Work request — Please output the data below exactly as given, starting at its first line and stopping after the line that contains "(diff shortened: 1 of 18 files shown)".
Start of Input for this task
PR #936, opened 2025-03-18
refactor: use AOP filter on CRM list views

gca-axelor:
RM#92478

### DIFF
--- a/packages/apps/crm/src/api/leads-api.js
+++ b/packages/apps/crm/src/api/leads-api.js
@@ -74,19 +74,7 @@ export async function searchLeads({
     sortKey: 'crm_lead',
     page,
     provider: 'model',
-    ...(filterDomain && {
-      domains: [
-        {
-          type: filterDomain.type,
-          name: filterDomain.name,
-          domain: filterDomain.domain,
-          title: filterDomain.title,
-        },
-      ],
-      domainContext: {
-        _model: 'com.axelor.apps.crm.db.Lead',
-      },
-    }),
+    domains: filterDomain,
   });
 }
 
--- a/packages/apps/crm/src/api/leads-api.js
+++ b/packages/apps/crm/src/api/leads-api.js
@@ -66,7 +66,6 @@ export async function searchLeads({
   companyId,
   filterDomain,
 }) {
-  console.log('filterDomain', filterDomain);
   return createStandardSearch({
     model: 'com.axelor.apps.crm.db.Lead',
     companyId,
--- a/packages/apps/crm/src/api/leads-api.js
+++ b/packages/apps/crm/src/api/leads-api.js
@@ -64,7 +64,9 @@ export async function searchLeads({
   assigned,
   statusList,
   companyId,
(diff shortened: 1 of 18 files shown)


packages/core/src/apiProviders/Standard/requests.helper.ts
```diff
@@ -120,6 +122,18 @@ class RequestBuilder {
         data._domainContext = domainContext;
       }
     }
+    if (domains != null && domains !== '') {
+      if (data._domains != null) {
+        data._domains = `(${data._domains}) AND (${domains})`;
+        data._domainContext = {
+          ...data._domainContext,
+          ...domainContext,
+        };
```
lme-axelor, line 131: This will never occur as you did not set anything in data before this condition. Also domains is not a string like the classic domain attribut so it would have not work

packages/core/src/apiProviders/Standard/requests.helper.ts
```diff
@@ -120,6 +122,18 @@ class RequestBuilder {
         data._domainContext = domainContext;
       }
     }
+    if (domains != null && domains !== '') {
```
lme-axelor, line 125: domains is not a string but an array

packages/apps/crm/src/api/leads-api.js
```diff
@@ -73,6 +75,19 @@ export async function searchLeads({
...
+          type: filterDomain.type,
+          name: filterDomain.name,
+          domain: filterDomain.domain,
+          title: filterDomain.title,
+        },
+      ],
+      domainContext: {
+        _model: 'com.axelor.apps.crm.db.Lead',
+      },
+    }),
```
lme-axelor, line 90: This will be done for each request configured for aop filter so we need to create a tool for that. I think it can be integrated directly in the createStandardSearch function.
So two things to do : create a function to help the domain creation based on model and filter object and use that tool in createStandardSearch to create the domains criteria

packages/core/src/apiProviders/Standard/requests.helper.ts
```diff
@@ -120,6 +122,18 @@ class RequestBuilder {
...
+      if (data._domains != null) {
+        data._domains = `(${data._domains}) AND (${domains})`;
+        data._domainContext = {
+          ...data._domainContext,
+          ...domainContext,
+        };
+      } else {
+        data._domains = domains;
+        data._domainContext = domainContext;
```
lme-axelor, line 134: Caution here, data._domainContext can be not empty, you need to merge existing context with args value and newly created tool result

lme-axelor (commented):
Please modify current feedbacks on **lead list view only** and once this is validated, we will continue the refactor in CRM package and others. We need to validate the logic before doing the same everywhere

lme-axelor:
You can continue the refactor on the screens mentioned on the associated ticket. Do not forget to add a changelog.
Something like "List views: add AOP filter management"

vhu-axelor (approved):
End of Input for this task
Response box —
PR #936, opened 2025-03-18
refactor: use AOP filter on CRM list views

gca-axelor:
RM#92478

### DIFF
--- a/packages/apps/crm/src/api/leads-api.js
+++ b/packages/apps/crm/src/api/leads-api.js
@@ -74,19 +74,7 @@ export async function searchLeads({
     sortKey: 'crm_lead',
     page,
     provider: 'model',
-    ...(filterDomain && {
-      domains: [
-        {
-          type: filterDomain.type,
-          name: filterDomain.name,
-          domain: filterDomain.domain,
-          title: filterDomain.title,
-        },
-      ],
-      domainContext: {
-        _model: 'com.axelor.apps.crm.db.Lead',
-      },
-    }),
+    domains: filterDomain,
   });
 }
 
--- a/packages/apps/crm/src/api/leads-api.js
+++ b/packages/apps/crm/src/api/leads-api.js
@@ -66,7 +66,6 @@ export async function searchLeads({
   companyId,
   filterDomain,
 }) {
-  console.log('filterDomain', filterDomain);
   return createStandardSearch({
     model: 'com.axelor.apps.crm.db.Lead',
     companyId,
--- a/packages/apps/crm/src/api/leads-api.js
+++ b/packages/apps/crm/src/api/leads-api.js
@@ -64,7 +64,9 @@ export async function searchLeads({
   assigned,
   statusList,
   companyId,
(diff shortened: 1 of 18 files shown)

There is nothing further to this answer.